Can any of the programs available to jailbroken phones prevent scans?
If you look at all of the redactions from the invoices from cell companies (at the end), you'll notice that a few times names and emails are NOT redacted. Someone screwed up.
That's a bit misleading; every time this has been brought to light it's been the case of the general public bribing a cell company employee. It's a problem, to be sure, but it's also not like I can punch my credit card info into verizonrecords.com or whatnot...
one of the three companies, Berico Technologies, had on it's menu of expertise the area of 'cellular exploitation'.
took a while to figure that out, but essentially you have 1. cellular communications, and 2. exploitation, the former being obvious, the latter being extracting 'actionable intelligence' from the logs, records, billings, etc of the former.
their management learned how to do this in the GWOT - some of them were part of special operations in Afghanistan.
every tool we use against the terrorists will be turned around and used on citizens eventually.
Is there a way to make an Android phone secure?

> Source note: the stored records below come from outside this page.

PR #15113, opened 2026-06-29
Support encode_der for asn1.TLV values

### LINKED ISSUE #15109: Support asn1.encode_der for asn1.TLV
Currently the following code fails:

```
from cryptography.hazmat import asn1

tlv_obj = asn1.decode_der(asn1.TLV, asn1.encode_der(1))

asn1.encode_der(tlv_obj)
```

While flipping through the powerpoint slides, I noticed the spin they put on Kyllo, namely that they quoted the dissenting opinion.
The real question is, when I take a big shit, can they automatically smell it's aroma from their super secret homeland defender cyber bunkers to make sure that no slave contraband has mingled with my bile at any time in the past? ZERO TOLERANCE! These people are slacking! I'm writing my congressman at once!
I don't know what all these "privacy nuts" are upset about. If I'm not doing anything wrong, what have I got to hide? Speaking of nuts. Maybe the average government worker DOES need to inspect my nutsack hairs with their tongues on demand, just to make sure that no illicit activity has been committed. It would be an invaluable tool in our war against prostitution! I have nothing to hide, and my nutsack is as patriotic of an American as I am! If you don't like it yew can git out!
You aren't in favor of terrorists/drunk drivers/pedophiles/muggers/thugs/coke fiends/pimps/scary men in the shadows with trenchcoats, are you? /sarcasm
Any device that can do DMA can be used to gain access to anything on the system. This includes eSATA, Firewire, PCMCIA, and probably other ports. USB does not support DMA, though that may have changed in 3.0.
It would be possible for the OS to disable most of these when the system is locked, which should be a feature of any secure OS, though it would annoy users, so don't expect it to be the default setting.